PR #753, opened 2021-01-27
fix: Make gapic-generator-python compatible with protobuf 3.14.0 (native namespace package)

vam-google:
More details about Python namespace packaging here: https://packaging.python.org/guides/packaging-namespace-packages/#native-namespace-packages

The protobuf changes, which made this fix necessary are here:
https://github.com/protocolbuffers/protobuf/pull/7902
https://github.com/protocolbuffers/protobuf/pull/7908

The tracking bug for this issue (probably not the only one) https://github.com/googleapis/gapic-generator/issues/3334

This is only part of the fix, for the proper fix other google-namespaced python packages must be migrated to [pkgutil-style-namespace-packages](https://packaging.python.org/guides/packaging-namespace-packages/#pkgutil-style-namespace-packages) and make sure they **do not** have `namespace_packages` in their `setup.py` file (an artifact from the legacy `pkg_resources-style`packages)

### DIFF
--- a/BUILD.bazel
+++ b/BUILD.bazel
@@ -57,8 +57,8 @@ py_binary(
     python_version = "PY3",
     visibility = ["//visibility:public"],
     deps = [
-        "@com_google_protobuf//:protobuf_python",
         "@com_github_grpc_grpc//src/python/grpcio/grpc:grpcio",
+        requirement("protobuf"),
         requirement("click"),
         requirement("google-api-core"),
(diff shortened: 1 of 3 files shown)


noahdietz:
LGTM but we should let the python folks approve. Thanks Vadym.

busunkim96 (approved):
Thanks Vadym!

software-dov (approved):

____________

Directions for this task: Please state how many lines in the records contain the word "native", and give only that number.

Result for this exercise: 2